*** Begin section ***

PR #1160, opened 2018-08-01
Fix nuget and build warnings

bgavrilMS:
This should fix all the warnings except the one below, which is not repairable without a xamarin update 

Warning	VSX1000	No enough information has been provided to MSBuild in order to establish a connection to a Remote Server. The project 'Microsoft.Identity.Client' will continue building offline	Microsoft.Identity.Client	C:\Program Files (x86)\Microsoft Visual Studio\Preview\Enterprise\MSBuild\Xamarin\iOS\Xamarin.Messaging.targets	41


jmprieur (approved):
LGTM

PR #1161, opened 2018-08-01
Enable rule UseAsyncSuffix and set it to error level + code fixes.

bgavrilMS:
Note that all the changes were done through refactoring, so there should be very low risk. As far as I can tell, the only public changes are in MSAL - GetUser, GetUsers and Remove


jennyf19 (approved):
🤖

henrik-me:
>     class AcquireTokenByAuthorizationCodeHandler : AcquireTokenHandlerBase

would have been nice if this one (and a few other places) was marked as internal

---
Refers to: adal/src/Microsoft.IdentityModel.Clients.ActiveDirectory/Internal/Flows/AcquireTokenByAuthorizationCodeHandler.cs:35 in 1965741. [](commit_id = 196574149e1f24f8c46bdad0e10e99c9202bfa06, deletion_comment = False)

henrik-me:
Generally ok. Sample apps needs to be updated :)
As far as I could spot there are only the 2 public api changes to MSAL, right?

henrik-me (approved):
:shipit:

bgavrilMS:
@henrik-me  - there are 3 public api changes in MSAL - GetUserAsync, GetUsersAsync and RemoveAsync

*** End section ***

_ACTIVITY_
With no line skipped, repeat the records exactly.

_ANSWER TO THE PROBLEM_
PR #1160, opened 2018-08-01
Fix nuget and build warnings

bgavrilMS:
This should fix all the warnings except the one below, which is not repairable without a xamarin update 

Warning	VSX1000	No enough information has been provided to MSBuild in order to establish a connection to a Remote Server. The project 'Microsoft.Identity.Client' will continue building offline	Microsoft.Identity.Client	C:\Program Files (x86)\Microsoft Visual Studio\Preview\Enterprise\MSBuild\Xamarin\iOS\Xamarin.Messaging.targets	41


jmprieur (approved):
LGTM

PR #1161, opened 2018-08-01
Enable rule UseAsyncSuffix and set it to error level + code fixes.

bgavrilMS:
Note that all the changes were done through refactoring, so there should be very low risk. As far as I can tell, the only public changes are in MSAL - GetUser, GetUsers and Remove


jennyf19 (approved):
🤖

henrik-me:
>     class AcquireTokenByAuthorizationCodeHandler : AcquireTokenHandlerBase

would have been nice if this one (and a few other places) was marked as internal

---
Refers to: adal/src/Microsoft.IdentityModel.Clients.ActiveDirectory/Internal/Flows/AcquireTokenByAuthorizationCodeHandler.cs:35 in 1965741. [](commit_id = 196574149e1f24f8c46bdad0e10e99c9202bfa06, deletion_comment = False)

henrik-me:
Generally ok. Sample apps needs to be updated :)
As far as I could spot there are only the 2 public api changes to MSAL, right?

henrik-me (approved):
:shipit:

bgavrilMS:
@henrik-me  - there are 3 public api changes in MSAL - GetUserAsync, GetUsersAsync and RemoveAsync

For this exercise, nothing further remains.